Collected data entries:
+ + + +

PR #8107, opened 2024-08-30
rm obsolete ember-metrics package and the GA integration with it.

stopfstedt:
we don't track users via Google Analytics (anymore) - this gets rid of the code that supports it.


michaelchadwick:
re: `the_jimi_metrics_experience`

@stopfstedt I didn't realize we could use _cool_ branch names. This changes everything

jrjohnson (approved):
🤩 😍 ❗

PR #8128, opened 2024-09-10
Clean up FaIcon template's class attribute

michaelchadwick:
Currently, the `<FaIcon>` has an overstuffed `class` attribute that often has conditionals that are not met. This moves all the extra optional classes to a class function and only adds them in (and the spaces between them) if they are passed in.

### DIFF
--- a/packages/ilios-common/addon/components/fa-icon.hbs
+++ b/packages/ilios-common/addon/components/fa-icon.hbs
@@ -1,6 +1,6 @@
 {{! template-lint-disable eol-last }}
 <svg
-  class="awesome-icon fa-{{@icon}} {{if @spin "spin"}} {{this.flip}} {{if @listItem "list-item"}} {{if @fixedWidth "fixed-width"}}"
+  class="awesome-icon fa-{{@icon}}{{this.extraClasses}}"
   data-icon={{@icon}}
   aria-hidden={{this.ariaHidden}}
   focusable={{this.focusable}}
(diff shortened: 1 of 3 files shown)


jrjohnson (commented):
I think, but haven't confirmed, that you have to do some extra work to mark this string as safe before ember will let you use it like this. That might be old school though. But worth checking for sure and I wanted to add a note.

stopfstedt (approved):
LGTM

stopfstedt:
> I think, but haven't confirmed, that you have to do some extra work to mark this string as safe before ember will let you use it like this. That might be old school though. But worth checking for sure and I wanted to add a note.

i don't think that's necessary anymore. check out the `flip` getter as it is current implemented https://github.com/ilios/frontend/blob/master/packages/ilios-common/addon/components/fa-icon.js#L25 - no safe-string marking there either, and it works.

packages/ilios-common/addon/components/fa-icon.hbs
```diff
@@ -1,6 +1,6 @@
 {{! template-lint-disable eol-last }}
 <svg
-  class="awesome-icon fa-{{@icon}} {{if @spin "spin"}} {{this.flip}} {{if @listItem "list-item"}} {{if @fixedWidth "fixed-width"}}"
+  class="awesome-icon fa-{{@icon}}{{this.extraClasses}}"
```
stopfstedt, line 3: needs a space here

```suggestion
  class="awesome-icon fa-{{@icon}} {{this.extraClasses}}"
```

stopfstedt (changes requested):
needs a whitespace as separator in the class attribute, otherwise the icon flipping won't work.

for example, this can be seen in the user admin pagination

image

stopfstedt (approved):
LGTM

dartajax:
> can't merge this one or restart (re-start) the test

that's because one of the test is still running - never mind

PR #8130, opened 2024-09-11
Wait for Loaded Cohorts

jrjohnson:
Changing async patterns in this component left a gap when it is visited for the first time without the preloading that normally happens on the dashboard. I've updated the check to ensure we actually have data loaded as expected.

Fixes ilios/ilios#5699


stopfstedt (approved):
LGTM

dartajax (approved):
I followed the detailed instructions provided by @saschaben in the source ticket - this seems to fix that situation - click test = passed so from my perspective, approved.

PR #8131, opened 2024-09-11
Only Build Good Sourcemaps in Production

jrjohnson:
[devtool](https://webpack.js.org/configuration/devtool/) is what webpack uses to generate source maps and it can be configured to work in different ways for our production builds where we need high quality source maps to connect to sentry we want only the best, but for our other builds we need something with a much faster rebuild time.

Refs #8093


stopfstedt (approved):
thanks.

+ + + +

### BRIEF
Copy every line of the data above in which the string "checking" appears.

### RESULT FOR THIS EXERCISE
I think, but haven't confirmed, that you have to do some extra work to mark this string as safe before ember will let you use it like this. That might be old school though. But worth checking for sure and I wanted to add a note.
> I think, but haven't confirmed, that you have to do some extra work to mark this string as safe before ember will let you use it like this. That might be old school though. But worth checking for sure and I wanted to add a note.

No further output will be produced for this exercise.